Exercise directions - Would you reproduce exactly the lines below from the one holding "you say otherwise." through the one holding "that number exists.", inclusive, and no others?

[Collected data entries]
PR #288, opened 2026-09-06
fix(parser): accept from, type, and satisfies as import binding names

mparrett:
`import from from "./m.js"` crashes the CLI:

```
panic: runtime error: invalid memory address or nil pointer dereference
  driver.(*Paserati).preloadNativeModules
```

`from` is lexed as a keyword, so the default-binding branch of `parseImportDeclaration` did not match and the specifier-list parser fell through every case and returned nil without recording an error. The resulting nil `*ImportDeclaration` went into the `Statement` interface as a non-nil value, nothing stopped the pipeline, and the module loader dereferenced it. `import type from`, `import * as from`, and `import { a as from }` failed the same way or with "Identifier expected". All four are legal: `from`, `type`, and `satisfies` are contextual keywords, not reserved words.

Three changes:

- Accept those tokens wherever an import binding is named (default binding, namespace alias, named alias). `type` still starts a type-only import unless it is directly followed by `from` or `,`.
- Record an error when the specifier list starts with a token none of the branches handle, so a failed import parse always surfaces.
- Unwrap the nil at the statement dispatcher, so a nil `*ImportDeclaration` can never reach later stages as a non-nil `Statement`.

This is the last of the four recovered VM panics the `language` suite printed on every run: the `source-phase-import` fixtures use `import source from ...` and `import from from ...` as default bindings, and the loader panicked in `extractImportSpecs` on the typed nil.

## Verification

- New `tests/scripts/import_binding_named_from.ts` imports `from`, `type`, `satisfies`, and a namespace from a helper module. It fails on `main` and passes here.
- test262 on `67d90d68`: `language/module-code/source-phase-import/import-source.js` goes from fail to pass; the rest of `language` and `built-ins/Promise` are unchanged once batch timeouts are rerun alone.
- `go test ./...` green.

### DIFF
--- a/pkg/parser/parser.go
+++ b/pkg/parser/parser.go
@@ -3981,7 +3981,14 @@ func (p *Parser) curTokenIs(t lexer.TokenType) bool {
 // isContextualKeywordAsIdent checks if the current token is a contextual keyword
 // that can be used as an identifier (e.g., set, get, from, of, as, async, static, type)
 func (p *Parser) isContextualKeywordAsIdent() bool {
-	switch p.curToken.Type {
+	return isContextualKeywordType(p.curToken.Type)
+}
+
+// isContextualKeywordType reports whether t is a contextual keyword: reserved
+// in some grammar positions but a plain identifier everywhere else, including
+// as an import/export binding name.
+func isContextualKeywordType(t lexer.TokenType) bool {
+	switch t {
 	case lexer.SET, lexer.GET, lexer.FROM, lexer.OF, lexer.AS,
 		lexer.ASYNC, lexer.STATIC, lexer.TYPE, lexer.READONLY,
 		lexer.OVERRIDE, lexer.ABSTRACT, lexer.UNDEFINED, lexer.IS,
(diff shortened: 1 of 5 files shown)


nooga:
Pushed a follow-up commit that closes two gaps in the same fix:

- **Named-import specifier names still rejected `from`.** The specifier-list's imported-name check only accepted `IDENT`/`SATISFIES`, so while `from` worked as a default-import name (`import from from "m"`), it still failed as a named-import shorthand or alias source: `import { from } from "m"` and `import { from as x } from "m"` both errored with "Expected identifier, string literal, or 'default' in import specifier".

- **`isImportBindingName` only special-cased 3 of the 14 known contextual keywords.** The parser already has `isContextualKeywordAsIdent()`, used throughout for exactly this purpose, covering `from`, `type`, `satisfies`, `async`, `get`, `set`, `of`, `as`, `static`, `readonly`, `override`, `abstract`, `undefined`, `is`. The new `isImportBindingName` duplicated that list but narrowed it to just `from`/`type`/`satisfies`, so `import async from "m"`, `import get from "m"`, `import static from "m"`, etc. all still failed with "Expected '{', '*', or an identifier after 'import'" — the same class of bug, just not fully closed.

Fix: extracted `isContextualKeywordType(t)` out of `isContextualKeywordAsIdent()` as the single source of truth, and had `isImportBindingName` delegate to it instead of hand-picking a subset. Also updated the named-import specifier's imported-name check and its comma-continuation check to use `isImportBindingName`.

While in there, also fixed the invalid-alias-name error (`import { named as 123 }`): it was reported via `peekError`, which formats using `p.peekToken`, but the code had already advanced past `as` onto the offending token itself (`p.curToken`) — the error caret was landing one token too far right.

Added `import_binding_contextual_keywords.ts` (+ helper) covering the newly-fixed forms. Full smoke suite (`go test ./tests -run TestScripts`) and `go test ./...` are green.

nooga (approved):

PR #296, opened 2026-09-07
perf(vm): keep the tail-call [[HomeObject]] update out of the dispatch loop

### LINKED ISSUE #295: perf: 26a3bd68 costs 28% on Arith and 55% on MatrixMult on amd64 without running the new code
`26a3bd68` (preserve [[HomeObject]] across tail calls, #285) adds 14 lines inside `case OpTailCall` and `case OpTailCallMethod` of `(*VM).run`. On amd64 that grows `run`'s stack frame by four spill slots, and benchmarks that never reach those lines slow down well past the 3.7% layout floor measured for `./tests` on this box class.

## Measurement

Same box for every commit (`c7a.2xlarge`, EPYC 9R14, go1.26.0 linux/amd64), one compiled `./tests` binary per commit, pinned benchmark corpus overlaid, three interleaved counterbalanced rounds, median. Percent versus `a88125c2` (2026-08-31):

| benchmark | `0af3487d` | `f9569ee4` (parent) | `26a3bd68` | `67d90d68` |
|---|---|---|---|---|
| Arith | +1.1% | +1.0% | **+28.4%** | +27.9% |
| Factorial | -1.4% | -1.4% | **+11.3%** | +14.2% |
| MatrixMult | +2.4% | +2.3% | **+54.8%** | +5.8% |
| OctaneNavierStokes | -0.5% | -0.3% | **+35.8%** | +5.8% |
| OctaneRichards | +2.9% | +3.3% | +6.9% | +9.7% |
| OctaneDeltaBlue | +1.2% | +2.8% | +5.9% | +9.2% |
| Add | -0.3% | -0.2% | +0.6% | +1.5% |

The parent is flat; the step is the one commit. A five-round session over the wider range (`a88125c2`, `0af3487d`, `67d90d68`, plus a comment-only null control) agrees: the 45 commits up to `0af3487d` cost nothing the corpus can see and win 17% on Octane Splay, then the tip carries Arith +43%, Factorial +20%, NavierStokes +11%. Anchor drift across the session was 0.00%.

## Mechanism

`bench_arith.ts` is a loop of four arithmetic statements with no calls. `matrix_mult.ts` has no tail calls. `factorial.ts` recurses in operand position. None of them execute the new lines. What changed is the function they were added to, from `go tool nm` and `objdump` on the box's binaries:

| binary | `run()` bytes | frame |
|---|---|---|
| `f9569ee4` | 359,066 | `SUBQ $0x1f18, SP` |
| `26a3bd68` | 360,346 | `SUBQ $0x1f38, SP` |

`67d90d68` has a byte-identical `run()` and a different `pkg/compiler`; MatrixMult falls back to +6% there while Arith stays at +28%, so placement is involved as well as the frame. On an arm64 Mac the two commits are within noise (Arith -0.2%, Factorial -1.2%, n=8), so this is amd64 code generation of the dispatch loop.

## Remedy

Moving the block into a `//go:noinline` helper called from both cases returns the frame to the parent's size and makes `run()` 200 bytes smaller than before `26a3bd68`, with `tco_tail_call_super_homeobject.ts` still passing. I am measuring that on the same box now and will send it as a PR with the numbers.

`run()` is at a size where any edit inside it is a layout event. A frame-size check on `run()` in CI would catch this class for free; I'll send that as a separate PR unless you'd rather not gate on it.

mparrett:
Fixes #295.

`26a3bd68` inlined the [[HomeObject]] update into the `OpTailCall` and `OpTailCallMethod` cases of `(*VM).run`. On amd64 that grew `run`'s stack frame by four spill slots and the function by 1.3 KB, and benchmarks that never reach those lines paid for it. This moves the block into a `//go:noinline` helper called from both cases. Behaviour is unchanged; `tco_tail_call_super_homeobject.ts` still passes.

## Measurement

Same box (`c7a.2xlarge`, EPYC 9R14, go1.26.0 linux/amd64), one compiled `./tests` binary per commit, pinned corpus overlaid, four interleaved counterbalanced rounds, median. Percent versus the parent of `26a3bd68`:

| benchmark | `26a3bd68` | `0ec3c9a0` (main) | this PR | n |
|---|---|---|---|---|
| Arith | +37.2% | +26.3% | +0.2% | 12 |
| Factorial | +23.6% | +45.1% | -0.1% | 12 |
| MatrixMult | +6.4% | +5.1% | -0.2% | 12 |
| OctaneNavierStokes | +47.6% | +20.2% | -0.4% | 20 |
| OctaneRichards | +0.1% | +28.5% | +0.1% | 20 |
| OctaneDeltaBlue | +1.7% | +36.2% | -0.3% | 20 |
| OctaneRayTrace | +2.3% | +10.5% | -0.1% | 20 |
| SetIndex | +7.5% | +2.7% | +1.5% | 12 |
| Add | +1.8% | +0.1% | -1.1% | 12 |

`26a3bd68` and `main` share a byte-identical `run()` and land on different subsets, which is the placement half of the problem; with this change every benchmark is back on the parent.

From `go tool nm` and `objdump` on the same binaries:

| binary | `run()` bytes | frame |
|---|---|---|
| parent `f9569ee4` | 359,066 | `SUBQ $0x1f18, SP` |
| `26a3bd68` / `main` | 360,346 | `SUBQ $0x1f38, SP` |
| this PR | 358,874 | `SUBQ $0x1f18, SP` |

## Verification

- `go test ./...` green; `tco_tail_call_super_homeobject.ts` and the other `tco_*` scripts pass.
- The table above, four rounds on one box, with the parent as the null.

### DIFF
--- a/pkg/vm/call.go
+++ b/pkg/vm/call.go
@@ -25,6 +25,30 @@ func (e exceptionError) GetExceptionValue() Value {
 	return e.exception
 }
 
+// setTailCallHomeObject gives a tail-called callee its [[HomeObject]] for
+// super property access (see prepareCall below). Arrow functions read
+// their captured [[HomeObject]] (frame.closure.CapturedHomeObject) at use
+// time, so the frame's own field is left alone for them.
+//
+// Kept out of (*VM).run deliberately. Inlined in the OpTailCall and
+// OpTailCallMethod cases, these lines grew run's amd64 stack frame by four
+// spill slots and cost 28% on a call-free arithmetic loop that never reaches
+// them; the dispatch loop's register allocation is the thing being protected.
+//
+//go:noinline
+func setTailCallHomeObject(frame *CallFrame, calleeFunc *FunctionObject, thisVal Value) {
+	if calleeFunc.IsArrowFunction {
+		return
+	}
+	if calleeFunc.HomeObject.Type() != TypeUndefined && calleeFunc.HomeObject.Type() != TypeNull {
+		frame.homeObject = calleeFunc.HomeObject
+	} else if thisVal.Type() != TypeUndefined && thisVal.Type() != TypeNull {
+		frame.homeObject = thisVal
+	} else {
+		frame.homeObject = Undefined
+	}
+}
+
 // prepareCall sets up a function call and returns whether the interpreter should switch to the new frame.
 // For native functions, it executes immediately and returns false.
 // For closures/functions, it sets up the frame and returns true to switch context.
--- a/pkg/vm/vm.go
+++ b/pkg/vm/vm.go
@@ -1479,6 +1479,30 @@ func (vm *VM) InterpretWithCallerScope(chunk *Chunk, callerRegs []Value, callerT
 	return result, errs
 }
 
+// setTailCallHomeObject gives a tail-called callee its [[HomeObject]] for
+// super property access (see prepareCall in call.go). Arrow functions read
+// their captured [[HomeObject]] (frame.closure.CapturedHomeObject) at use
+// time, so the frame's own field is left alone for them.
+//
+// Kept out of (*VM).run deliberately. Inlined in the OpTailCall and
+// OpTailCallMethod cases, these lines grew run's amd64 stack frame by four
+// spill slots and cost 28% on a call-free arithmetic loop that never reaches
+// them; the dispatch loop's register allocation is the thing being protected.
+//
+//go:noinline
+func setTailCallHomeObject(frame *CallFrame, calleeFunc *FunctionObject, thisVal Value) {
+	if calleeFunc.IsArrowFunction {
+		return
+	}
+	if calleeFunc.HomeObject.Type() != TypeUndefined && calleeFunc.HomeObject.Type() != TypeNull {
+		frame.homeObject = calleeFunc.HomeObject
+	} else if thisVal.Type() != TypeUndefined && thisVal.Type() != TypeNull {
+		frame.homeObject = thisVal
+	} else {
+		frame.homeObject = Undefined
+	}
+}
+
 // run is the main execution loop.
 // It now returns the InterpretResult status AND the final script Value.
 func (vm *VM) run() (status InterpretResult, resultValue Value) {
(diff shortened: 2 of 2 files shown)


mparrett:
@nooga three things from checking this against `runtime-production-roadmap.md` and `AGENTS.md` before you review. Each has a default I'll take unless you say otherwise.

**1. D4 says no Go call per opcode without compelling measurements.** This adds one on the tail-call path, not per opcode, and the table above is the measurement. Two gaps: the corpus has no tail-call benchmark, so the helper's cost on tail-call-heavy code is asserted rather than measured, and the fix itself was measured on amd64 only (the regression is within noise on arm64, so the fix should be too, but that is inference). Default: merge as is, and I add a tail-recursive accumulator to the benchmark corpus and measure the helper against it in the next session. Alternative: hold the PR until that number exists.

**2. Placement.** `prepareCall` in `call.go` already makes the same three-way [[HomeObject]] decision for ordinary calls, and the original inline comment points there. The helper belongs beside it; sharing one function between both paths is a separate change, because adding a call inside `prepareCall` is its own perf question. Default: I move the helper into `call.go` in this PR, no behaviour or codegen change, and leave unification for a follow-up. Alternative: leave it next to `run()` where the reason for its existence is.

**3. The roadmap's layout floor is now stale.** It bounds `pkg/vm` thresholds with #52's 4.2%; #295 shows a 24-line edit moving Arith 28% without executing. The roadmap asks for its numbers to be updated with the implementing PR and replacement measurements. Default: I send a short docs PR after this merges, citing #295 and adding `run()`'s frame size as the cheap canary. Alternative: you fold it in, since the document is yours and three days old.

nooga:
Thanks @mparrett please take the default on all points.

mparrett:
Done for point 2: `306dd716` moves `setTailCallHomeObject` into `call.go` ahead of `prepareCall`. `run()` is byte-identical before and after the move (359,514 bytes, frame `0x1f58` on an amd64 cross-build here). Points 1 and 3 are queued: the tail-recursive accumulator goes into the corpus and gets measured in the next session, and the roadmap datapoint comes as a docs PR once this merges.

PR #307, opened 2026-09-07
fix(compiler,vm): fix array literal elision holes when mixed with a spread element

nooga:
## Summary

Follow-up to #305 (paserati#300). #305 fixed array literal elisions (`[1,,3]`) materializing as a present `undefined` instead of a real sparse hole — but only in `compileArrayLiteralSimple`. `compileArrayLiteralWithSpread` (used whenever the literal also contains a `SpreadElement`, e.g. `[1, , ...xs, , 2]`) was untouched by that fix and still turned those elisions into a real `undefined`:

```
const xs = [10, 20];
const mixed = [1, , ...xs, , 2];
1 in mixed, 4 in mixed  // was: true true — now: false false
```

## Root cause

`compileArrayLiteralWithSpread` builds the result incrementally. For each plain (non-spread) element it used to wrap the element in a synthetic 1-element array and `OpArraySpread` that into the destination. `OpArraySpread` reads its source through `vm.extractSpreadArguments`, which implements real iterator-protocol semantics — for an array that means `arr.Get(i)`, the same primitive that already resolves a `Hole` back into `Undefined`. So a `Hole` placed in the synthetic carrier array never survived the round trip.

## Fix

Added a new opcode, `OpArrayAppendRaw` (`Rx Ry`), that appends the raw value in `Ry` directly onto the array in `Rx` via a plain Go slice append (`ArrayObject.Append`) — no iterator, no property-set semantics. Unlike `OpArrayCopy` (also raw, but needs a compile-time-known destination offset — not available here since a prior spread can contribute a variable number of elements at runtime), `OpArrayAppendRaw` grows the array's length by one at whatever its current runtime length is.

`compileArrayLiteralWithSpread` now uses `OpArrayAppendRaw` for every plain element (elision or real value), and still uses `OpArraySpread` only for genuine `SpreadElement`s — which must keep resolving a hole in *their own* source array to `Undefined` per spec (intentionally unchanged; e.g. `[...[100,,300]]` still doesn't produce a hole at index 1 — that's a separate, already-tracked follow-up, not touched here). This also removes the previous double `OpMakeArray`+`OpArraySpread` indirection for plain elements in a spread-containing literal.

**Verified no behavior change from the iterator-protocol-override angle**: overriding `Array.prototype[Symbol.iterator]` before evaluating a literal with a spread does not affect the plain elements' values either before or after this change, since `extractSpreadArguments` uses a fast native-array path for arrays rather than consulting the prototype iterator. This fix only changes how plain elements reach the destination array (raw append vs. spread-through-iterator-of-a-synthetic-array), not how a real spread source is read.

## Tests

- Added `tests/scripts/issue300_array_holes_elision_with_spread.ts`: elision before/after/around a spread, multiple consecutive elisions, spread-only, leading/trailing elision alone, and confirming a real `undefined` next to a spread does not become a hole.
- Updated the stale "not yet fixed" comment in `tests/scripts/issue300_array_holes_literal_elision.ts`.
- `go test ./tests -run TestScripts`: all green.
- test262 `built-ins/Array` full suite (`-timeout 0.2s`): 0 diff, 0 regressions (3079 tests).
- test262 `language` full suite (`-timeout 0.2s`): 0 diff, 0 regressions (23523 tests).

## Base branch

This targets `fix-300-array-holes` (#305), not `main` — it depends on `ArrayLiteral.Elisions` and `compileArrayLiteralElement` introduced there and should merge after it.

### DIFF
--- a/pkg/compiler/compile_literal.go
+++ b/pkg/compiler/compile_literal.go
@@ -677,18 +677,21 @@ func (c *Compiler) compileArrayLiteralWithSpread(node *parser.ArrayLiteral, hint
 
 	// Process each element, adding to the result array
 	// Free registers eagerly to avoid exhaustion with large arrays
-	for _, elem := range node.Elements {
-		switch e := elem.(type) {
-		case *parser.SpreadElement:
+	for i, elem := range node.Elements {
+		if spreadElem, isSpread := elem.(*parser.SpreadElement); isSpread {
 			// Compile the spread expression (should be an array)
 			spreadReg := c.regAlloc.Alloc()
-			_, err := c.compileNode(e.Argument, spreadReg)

Written solution -
@nooga three things from checking this against `runtime-production-roadmap.md` and `AGENTS.md` before you review. Each has a default I'll take unless you say otherwise.

**1. D4 says no Go call per opcode without compelling measurements.** This adds one on the tail-call path, not per opcode, and the table above is the measurement. Two gaps: the corpus has no tail-call benchmark, so the helper's cost on tail-call-heavy code is asserted rather than measured, and the fix itself was measured on amd64 only (the regression is within noise on arm64, so the fix should be too, but that is inference). Default: merge as is, and I add a tail-recursive accumulator to the benchmark corpus and measure the helper against it in the next session. Alternative: hold the PR until that number exists.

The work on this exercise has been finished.